PR #133, opened 2020-05-04
Fix Bookmarks after latest changes (AtlasProxy)

mgorsk1:
### Summary of Changes

With this PR:

- Bookmarks feature has been brought back to life
- Issue with retrieving other users bookmarks was fixed - when user A bookmarked user's B table, user B could also see it in his `My Bookmarks` section (assuming that db name is users id)
- Retrieval of deleted Bookmarks has been turned off
- New methods are added (create_user, user_exists) that can be used to add users to atlas automatically

Please note that it requires amundsenatlastypes in **1.1.0** version, where `Bookmark` entity was introduced.

### Tests

Aligned tests to new entity definitions.

### Documentation

### CheckList
- [x] PR passes `make test`

### DIFF
--- a/metadata_service/proxy/atlas_proxy.py
+++ b/metadata_service/proxy/atlas_proxy.py
@@ -111,6 +111,28 @@ class AtlasProxy(BaseProxy):
         result = pattern.match(table_uri)
         return result.groupdict() if result else dict()
 
+    def _parse_reader_qn(self, reader_qn: str) -> Dict:
+        """
+        Parse reader qualifiedName and extract the info
+        :param reader_qn:
+        :return: Dictionary object containing following information:
+        cluster: cluster information
+        db: Database name
+        name: Table name
+        """
+        pattern = re.compile(r"""
+        ^(?P<db>[^.]*)
+        \.
+        (?P<table>[^.]*)
+        \.
+        (?P<user_id>[^.]*)\.reader
+        \@
+        (?P<cluster>.*)
+        $
+        """, re.X)
+        result = pattern.match(reader_qn)
+        return result.groupdict() if result else dict()
+
     def _parse_bookmark_qn(self, bookmark_qn: str) -> Dict:
         """
         Parse bookmark qualifiedName and extract the info
@@ -201,10 +223,7 @@ class AtlasProxy(BaseProxy):
         """
         user_entity = self._driver.entity_unique_attribute(self.USER_TYPE, qualifiedName=user_id)
 
-        if not user_entity.entity:
-            return False
-        else:
-            return True
+        return bool(user_entity.entity)
 
     def create_user(self, user_id: str) -> None:
         """
--- a/metadata_service/proxy/atlas_proxy.py
+++ b/metadata_service/proxy/atlas_proxy.py
@@ -42,7 +42,7 @@ class AtlasProxy(BaseProxy):
     BOOKMARK_TYPE = 'Bookmark'
     USER_TYPE = 'User'
     QN_KEY = 'qualifiedName'
-    BOOMARK_ACTIVE_KEY = 'active'
+    BOOKMARK_ACTIVE_KEY = 'active'
     GUID_KEY = 'guid'
     ATTRS_KEY = 'attributes'
     REL_ATTRS_KEY = 'relationshipAttributes'
@@ -184,7 +184,7 @@ class AtlasProxy(BaseProxy):
             'entity': {
                 'typeName': self.BOOKMARK_TYPE,
                 'attributes': {'qualifiedName': bookmark_qn,
-                               self.BOOMARK_ACTIVE_KEY: True,
+                               self.BOOKMARK_ACTIVE_KEY: True,
                                'entityUri': table_uri,
                                'user': {'guid': user_guid},
                                'entity': {'guid': entity.entity[self.GUID_KEY]}}
@@ -569,7 +569,7 @@ class AtlasProxy(BaseProxy):
                         'attributeValue': f'.{user_email}.bookmark'
                     },
                     {
-                        'attributeName': self.BOOMARK_ACTIVE_KEY,
+                        'attributeName': self.BOOKMARK_ACTIVE_KEY,
                         'operator': 'eq',
                         'attributeValue': 'true'
                     }
@@ -614,7 +614,7 @@ class AtlasProxy(BaseProxy):
                                     relation_type: UserResourceRel) -> None:
 
         entity = self._get_bookmark_entity(entity_uri=table_uri, user_id=user_email)
-        entity.entity[self.ATTRS_KEY][self.BOOMARK_ACTIVE_KEY] = True
+        entity.entity[self.ATTRS_KEY][self.BOOKMARK_ACTIVE_KEY] = True
         entity.update()
 
     def delete_resource_relation_by_user(self, *,
@@ -634,7 +634,7 @@ class AtlasProxy(BaseProxy):
                                        user_email: str,
                                        relation_type: UserResourceRel) -> None:
         entity = self._get_bookmark_entity(entity_uri=table_uri, user_id=user_email)
-        entity.entity[self.ATTRS_KEY][self.BOOMARK_ACTIVE_KEY] = False
+        entity.entity[self.ATTRS_KEY][self.BOOKMARK_ACTIVE_KEY] = False
         entity.update()
 
     def get_dashboard(self,
--- a/metadata_service/proxy/atlas_proxy.py
+++ b/metadata_service/proxy/atlas_proxy.py
@@ -215,34 +215,6 @@ class AtlasProxy(BaseProxy):
 
         self._driver.entity_post.create(data=bookmark_entity)
 
-    def user_exists(self, user_id: str) -> bool:
-        """
-        Verifies if given user exists in Atlas.
-        :param user_id: User's id
-        :return: True if user exists, otherwise False
-        """
-        user_entity = self._driver.entity_unique_attribute(self.USER_TYPE, qualifiedName=user_id)
-
-        return bool(user_entity.entity)
-
-    def create_user(self, user_id: str) -> None:
-        """
-        Creates a User entity.
-        :param user_id: User's id
-        :return:
-        """
-        user_entity = {
-            'entity': {
-                'typeName': self.USER_TYPE,
-                'attributes': {'qualifiedName': user_id}
-            }
-        }
-
-        try:
-            self._driver.entity_post.create(data=user_entity)
-        except Exception as ex:
-            LOGGER.error('Error creating user.', exc_info=True)
-
     def _get_bookmark_entity(self, entity_uri: str, user_id: str) -> EntityUniqueAttribute:
         """
         Fetch a Bookmark entity from parsing table uri and user id.
--- a/metadata_service/proxy/atlas_proxy.py
+++ b/metadata_service/proxy/atlas_proxy.py
@@ -39,9 +39,10 @@ class AtlasProxy(BaseProxy):
     TABLE_ENTITY = app.config['ATLAS_TABLE_ENTITY']
     DB_ATTRIBUTE = app.config['ATLAS_DB_ATTRIBUTE']
     STATISTICS_FORMAT_SPEC = app.config['STATISTICS_FORMAT_SPEC']
-    READER_TYPE = 'Reader'
+    BOOKMARK_TYPE = 'Bookmark'
+    USER_TYPE = 'User'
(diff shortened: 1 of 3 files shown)


mgorsk1:
cc @verdan

verdan:
@mgorsk1 In my opinion we should revisit the bookmarks feature completely. I don't like the approach we had taken for this before. Reader entity has nothing to do with the Bookmarks logically, but we are storing the bookmarks boolean in the Reader entity. 
I'd revisit the entity definition, and simply create a list of entities under the User entity, and store a list of entities (could be table, dashboard etc.) under that.

mgorsk1:
I was also thinking about refactoring it but something less invasive. In previous design, reader was also meant for popularity score, that's why we keep `count` property there. And I would get rid of that.

As for the `Reader` entity, this kind of bridge between `User` and entity that he bookmarked has it's benefits:

- once Reader is created, you don't really have to 'touch' User/Table entities to manage bookmarks (just switching the flag)
- ability to store `entityUri` in dedicated object
- changing bookmark doesn't require acquiring whole `User` object with it's relationships (which can be slower)

verdan:
-  The ‘count’ property under the Reader is to support the frequent users. 
-  I see no reason to store the ‘entityUri’ anwhere in the system since we can already create one in runtime. 


Storing Bookmarks under User would be simple in many ways:
-  User will have all information about its logical relationships. 
-  Only one query to Users to get all relationships of the object, which is indexed properly based on qualified name
-  Multiple types of Bookmarks support would be easy i.e., Table, Dashboard etc. 
-  No need to create the Reader entity and complicated operations everytime if it’s not there.

mgorsk1:
- In regards to `count` - I don't think it provides any value with implementation we have right now (what would count 5 mean ?).
- I understand `entityUri` as a pseudo-serialization effort that enables us to become entity agnostic on metadata side. Rendering it in metadata during runtime would mean maintaining separate logic for each supported entity.

I understand the benefits and drawbacks of both approaches, my concern is about making such large change out of the blue - especially that we already went through two entities refactoring (last one in March) and it never came up then.

Adding @dwarszawski to the discussion as he was involved in second iteration of amundsenatlastypes refactoring in March.

verdan:
> * In regards to `count` - I don't think it provides any value with implementation we have right now - we don't have process updating it + I wouldn't know how to interpret value 5 if it was there.
> * I understand `entityUri` as a pseudo-serialization effort that enables us to become entity agnostic on metadata side. Rendering it in metadata during runtime would mean maintaining separate logic for each supported entity.
> * We still have relationship `User` <> `Reader` so User will have all information about its logical relationships.
> 
> I think it is a good idea to refactor `get_table_by_user_relation` to acquire bookmakrs the way you propose (so query for User entity and get all relationships), the only drawback I see is it would require two hits to Atlas instead of one.
> 
> My concern is about making this PR any more complicated - especially that we already went through two entities refactoring efforts (last one in March) and it never came up then. And with this fix bookmarks will work without any limitations.
> 
> Adding @dwarszawski to the discussion as he was involved in second iteration of amundsenatlastypes as well.

So the count in Reader entity is used to sort the Frequent Users.

mgorsk1:
Ok, so when we have process to update it - absolutely. Then frequent users would be those in top 5 (for example) after sorting by count. Still I am not sure how this collides with bookmarks feature.

verdan:
> Ok, so when we have process to update it - absolutely. Then frequent users would be those in top 5 (for example) after sorting by count. Still I am not sure how this collides with bookmarks feature. We will still need Reader to make `Frequent Users`, and not using it for bookmarks would mean twice as much relationships for User and Table (one for Reader, one for Bookmark)

Sorry I think there is a misunderstanding. It has nothing to do with the Bookmarks, just replying to your first message `In previous design, Reader was also meant for popularity score, that's why we keep count property there. And I would get rid of that.`

metadata_service/proxy/atlas_proxy.py
```diff
@@ -168,57 +171,93 @@ def _get_user_entity(self, user_id: str) -> EntityUniqueAttribute:
...
+            }
         }
 
-        self._driver.entity_post.create(data=reader_entity)
-        table_entity.entity[self.ATTRS_KEY]['readers'].append(reader_entity)
-        table_entity.update()
+        self._driver.entity_post.create(data=bookmark_entity)
 
-    def _get_reader_entity(self, table_uri: str, user_id: str) -> EntityUniqueAttribute:
+    def user_exists(self, user_id: str) -> bool:
```
dwarszawski, line 196: is that used somewhere ?

metadata_service/proxy/atlas_proxy.py
```diff
@@ -168,57 +171,93 @@ def _get_user_entity(self, user_id: str) -> EntityUniqueAttribute:
...
 
-    def _create_reader(self, table_entity: EntityUniqueAttribute, user_guid: str, reader_qn: str) -> None:
+    def _create_bookmark(self, entity: EntityUniqueAttribute, user_guid: str, bookmark_qn: str,
+                         table_uri: str) -> None:
         """
-        Creates a reader entity for a specific user and table uri.
+        Creates a bookmark entity for a specific user and table uri.
         :param user_guid: User's guid
-        :param reader_qn: Reader qualifiedName
+        :param bookmark_qn: Bookmark qualifiedName
```
dwarszawski, line 179: is the concept of Reader still applicable or that should be removed from amundsenatlastypes ?

metadata_service/proxy/atlas_proxy.py
```diff
@@ -168,57 +171,93 @@ def _get_user_entity(self, user_id: str) -> EntityUniqueAttribute:
...
-            'attributes': {'qualifiedName': reader_qn,
-                           'isFollowing': True,
-                           'count': 0,
-                           'user': {'guid': user_guid}}
+
+        bookmark_entity = {
+            'entity': {
+                'typeName': self.BOOKMARK_TYPE,
+                'attributes': {'qualifiedName': bookmark_qn,
+                               self.BOOKMARK_ACTIVE_KEY: True,
```
dwarszawski, line 187: what is the reason of having this `active`flag. Is that not reflected by simply deleting the relationship and bookmark entity?

metadata_service/proxy/atlas_proxy.py
mgorsk1: this is used in our get_user_details function when acquiring ldap data

metadata_service/proxy/atlas_proxy.py
mgorsk1: it's still applicable and should be used for frequent-users functionality

metadata_service/proxy/atlas_proxy.py
mgorsk1: we don't really rely on relationship while searching. I could delete the Bookmark entity when user `unsubscribes` but when when he `subscribes` again it would produce new entity object with different guid. And making/deleting bookmark might be frequently done in regards to the same table. That's why instead of deleting and recreating (which produces new object in storage) every time, I rely on active flag.

dwarszawski: That can lead to explosion of not-referred entities. Probably, that is already applied in some way with `exludeDeletedEntities` filter in Atlas but that is not dedicated to recover entities and kind of automatically cleaned by Atlas. I would rather delete not used entities as that can introduce additional level of complexity while working with this type. Let's keep things as simple as possible.

mgorsk1: Are you certain that there is a process automatically cleaning inactive entities ? I have never seen it working like that to be honest, inactive entities just stay in Atlas.

Either approach `could` lead to explosion of entities, the question is which one will do more harm:

-  Creating bookmark means not only new entity with the same qualified name but different guid. If we were to drop it completely, every new `create` operation on the same table would be 3 new objects (bookmark itself and two relationship definitions)
-  Switching active flag `true/false` means just one set of 3 entities regardless of number of times it's done.

dwarszawski: Ok, it's not automatic but at least there is dedicated purge API(/admin/purge) to delete soft deleted entities. So approach with additional flag is inconsistent with general atlas entity life cycle.

mgorsk1: I agree purging (if done periodically) could resolve this issue but leaving a room for a malicious user to exploit that is also something we should take into consideration. After all, bookmarks feature in general does not adhere to general atlas entity life cycle and since it's exposed to be edited by user, such risks should be mitigated.

dwarszawski: Every entity should undego same life cycle while considering general view. Additionally should be decoupled from business requirements. Any exception to this introduces confusions.

mgorsk1: Entity in Atlas by design is a byproduct of users interaction with data, not something he explicitly creates. So not every entity undergoes the same life cycle. Hence, I do not agree that it fits `general view`. And it's not a business requirement but technical one.

I am really surprised this is something that was not raised during entity design and approval.

metadata_service/proxy/atlas_proxy.py
```diff
@@ -39,9 +39,10 @@ class AtlasProxy(BaseProxy):
     TABLE_ENTITY = app.config['ATLAS_TABLE_ENTITY']
     DB_ATTRIBUTE = app.config['ATLAS_DB_ATTRIBUTE']
     STATISTICS_FORMAT_SPEC = app.config['STATISTICS_FORMAT_SPEC']
-    READER_TYPE = 'Reader'
+    BOOKMARK_TYPE = 'Bookmark'
+    USER_TYPE = 'User'
     QN_KEY = 'qualifiedName'
-    BKMARKS_KEY = 'isFollowing'
+    BOOKMARK_ACTIVE_KEY = 'active'
```
verdan, line 45: Do you need to make this a constant ? not adding any extra value, just making things complex to read.

metadata_service/proxy/atlas_proxy.py
```diff
@@ -110,10 +111,10 @@ def _extract_info_from_uri(self, *, table_uri: str) -> Dict:
         result = pattern.match(table_uri)
         return result.groupdict() if result else dict()
 
-    def _parse_reader_qn(self, reader_qn: str) -> Dict:
+    def _parse_bookmark_qn(self, bookmark_qn: str) -> Dict:
```
verdan, line 114: I will not remove this `_parse_reader_qn` function, and create another for bookmarks, since it will be used for the user profile and frequent users.

metadata_service/proxy/atlas_proxy.py
```diff
@@ -168,57 +171,93 @@ def _get_user_entity(self, user_id: str) -> EntityUniqueAttribute:
...
+        """
+        Verifies if given user exists in Atlas.
+        :param user_id: User's id
+        :return: True if user exists, otherwise False
         """
-        Fetch a Reader entity from parsing table uri and user id.
-        If Reader is not present, create one for the user.
+        user_entity = self._driver.entity_unique_attribute(self.USER_TYPE, qualifiedName=user_id)
+
+        if not user_entity.entity:
```
verdan, line 204: you mean 😉 
```
return bool(user_entity.entity)
```

metadata_service/proxy/atlas_proxy.py
```diff
@@ -168,57 +171,93 @@ def _get_user_entity(self, user_id: str) -> EntityUniqueAttribute:
...
+            return False
+        else:
+            return True
+
+    def create_user(self, user_id: str) -> None:
```
verdan, line 209: what does this function do ? where it is being used ?

metadata_service/proxy/atlas_proxy.py
mgorsk1: good catch, revereted deleting of this one

metadata_service/proxy/atlas_proxy.py
mgorsk1: I added it as a helper method and am using in in our `get_user_details` function in metadata config

metadata_service/proxy/atlas_proxy.py
mgorsk1: yep. we can do it like that

metadata_service/proxy/atlas_proxy.py
mgorsk1: it's used in 4 different places throughout this class, so for consistency it made sense to define it as constant

verdan:
Looks good to me 👍 
Thank you @mgorsk1

feng-tao:
thanks everyone!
◇ ◇ ◇
Each line of the material above that contains the word "given" counts once; report the total and nothing else.

2